Survey Finds U.S. Companies Lack Emergency Plans


Sept. 13, 2002
By Jim Krane The Associated Press

NEW YORK (AP) - After a year of wildfires, corporate scandal, war and terrorist attacks, almost half of large U.S. companies still have no formal plans to deal with a crisis - even though most believe they're at risk, says KPMG LLP, the accounting and tax firm.

These findings, from a survey of 135 companies with more than $500 million in annual revenue, fly in the face of conventional wisdom that said the Sept. 11 attacks had prodded firms to prepare for calamities, said Stuart Campbell, who heads KPMG's U.S. risk consultancy.

"These numbers surprised us, considering that how well you prepare for a crisis of any magnitude can make or break your organization in the marketplace if a major event does occur," Campbell said.

Among companies that prepare such plans, like New York-based Kroll Inc. or London's Control Risks Group, Sept. 11 spawned a slew of new contracts from companies that had all but forgotten about security.

"Most of them were drastically underprepared," said Jeff Schlanger, Kroll's chief of security services. "Their preparation ranged from nothing to a plan that hadn't been exercised for years."

At a cost of $10,000 to hundreds of thousands of dollars, Schlanger said, Kroll's consultants examine everything from a company's security camera placement to its guard rotation schedules, while organizing a crisis management team and a written plan.

Although fears of terrorism persuaded companies to hire risk consultants, Schlanger said the preparedness plans address other more likely scenarios such as fire, hurricanes and kidnappings.

Despite the rush to action, KPMG found that 47 percent of companies it surveyed had no such plan, and one in five companies did not rate crisis preparedness as a priority.

The study also found that 80 percent of responding companies believe they could succumb to a serious breach in operations, although all but a handful were confident they could rebound.

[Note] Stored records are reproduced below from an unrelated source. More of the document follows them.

PR #830, opened 2022-03-17
♻️ Update package exports and refactor test helpers

wwilsman:
## What is this?

This PR updates packages' `exports` field so consuming modules no longer have to know of a package's structure to import things other than the main export. Mostly, this involves borrowing utils from dependent packages (like core borrowing client's request util, or cli packages borrowing config utils). Simultaneously, some packages can have occasional dependency issues due to them needing to explicitly depend on multiple `@percy/*` packages. While cleaning up exports, common utils have been made to bubble up through `@percy/cli-command` so all SDKs can have a single dependency (`cli-command` or `sdk-utils`).

A lot of utils are also referenced from tests, and some test helpers have implicit global hooks which can cause unexpected issues when importing / not importing the right file. Because of this, all test helpers have also been updated to remove global hooks and instead have explicit setup functions.

One such helper also aims to solve a pain point occasionally experienced when testing: filesystem fixtures. Some tests mock parts of fs (or all of) while other tests use a temporary directory in the real filesystem (which can sometimes fail to clean up). The old config helper, upon import, would automatically install mocks for specific fs methods. However, if it was imported at the wrong time, the original fs module would be cached in the config package before being mocked causing it to fail. Additional other packages use fs and these methods were not mocked in a way that made them friendly with other packages.

A new helper replaces the existing config helpers that mocks all fs methods to use an underlying in-memory filesystem. The helper also allows certain files to bypass mocking which was another pain point experienced when using the in-memory filesystem in certain places. All tests that previously mocked fs or set up temporary directories were migrated to use this new helper.

### Breaking

The updated `exports` field will cause breaking changes for any package that import from `dist` or another file not explicitly meant to be exported. This should only be an issue for Gatsby and Storybook SDKs, which both currently have issues with the next release anyway due to other recent changes.


packages/cli-exec/test/ping.test.js
```diff
@@ -1,10 +1,19 @@
...
+  beforeEach(() => {
+    process.env.PERCY_TOKEN = '<<PERCY_TOKEN>>';
+    setupTest();
+  });
+
   afterEach(async () => {
+    delete process.env.PERCY_TOKEN;
+    delete process.env.PERCY_ENABLE;
+    delete process.env.PERCY_PARALLEL_TOTAL;
+    delete process.env.PERCY_PARTIAL_BUILD;
```
Robdel12, line 16: 👏🏼

Robdel12 (approved):
🏁 Big one here!

PR #831, opened 2022-03-17
✨ Add sdk-utils waitForPercyIdle helper

wwilsman:
## What is this?

When requesting the `/percy/idle` endpoint, if queued snapshots take longer to idle than the request timeout, the request will throw an error. This new `@percy/sdk-utils` helper will recursively call itself when the request times out, resulting in the ability to await on long running idle requests.

There is no logic for aborting the idle wait since the server should always eventually respond with a success or error. Even if the server hangs, killing it will result in a connection refused/disconnect error rather than a timeout. This new helper will always return true when idle, or false when a non-timeout error occurs (which will be logged by the CLI).


Robdel12 (approved):
🏁

PR #832, opened 2022-03-17
✨ Throw an error when a static server directory does not exist

wwilsman:
## What is this?

Performing this check when starting the static server will prevent us and other SDKs from having to do this check before creating a server at all. Without this error, all URLs will simply 404 since the files would not exist at the configured location.


Robdel12 (approved):
🏁

PR #833, opened 2022-03-17
✨ Allow alternate snapshot syntaxes to be cancelable

wwilsman:
## What is this?

Amongst the new alternate snapshot syntaxes, the sitemap and serve options should be cancelable. Both should be cancelable either during URL gathering, or during snapshotting itself. Since all snapshots are queued immediately, relevant cancel code was moved into a dedicated method that is called for each snapshot when canceled.

The snapshot method is meant to be useable asynchronously. When providing missing or invalid snapshot URLs, it will throw immediately. Also calling the method without awaiting on it will queue snapshots regardless. With the current approach to cancelable methods, the `generatePromise` helper returns a promise-like generator that must be await on or yielded to in order to run. This would prevent synchronous snapshots from working as they would not automatically run.

The existing cancelable methods were refactored to be async generators with try-catches to handle cancelations. In the constructor, these methods are overridden to return promises and the original generator methods are moved to a new `.yield` property. This allows using `yield*` with `.yield.<method>` while preserving normal promise behavior of running without having to explicitly await.

### DIFF
--- a/packages/cli-exec/src/exec.js
+++ b/packages/cli-exec/src/exec.js
@@ -56,7 +56,7 @@ export const exec = command('exec', {
     log.warn('Percy is disabled');
   } else {
     try {
-      yield* percy.start();
+      yield* percy.yield.start();
     } catch (error) {
       if (error.canceled) throw error;
       log.warn('Skipping visual tests');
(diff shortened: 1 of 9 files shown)


Robdel12 (approved):
🏁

At Control Risks Group, a company created by British special forces officers to rescue kidnapped executives, consultants have been busy helping U.S. companies who normally worry about their overseas units.

Instead, U.S. firms are tightening security at headquarters in New York or Washington, D.C., said Armando Lara, vice president of North American operations.

"It's changed very dramatically. Now there's a very heavy concern to look within the borders," said Lara, former director of the FBI's office in Colombia. "Are they a chemical or nuclear or critical infrastructure type of facility? Or are they near what you'd call trophy targets - the White House or the Capitol?"

Crisis preparedness, said Schlanger, "is like taking vitamin C for a cold. You don't know when it's going to come, but when it does you want to mitigate the effects."

The phone survey was conducted from Aug. 15 to Sept. 2 and has a margin of error of 5 percentage points.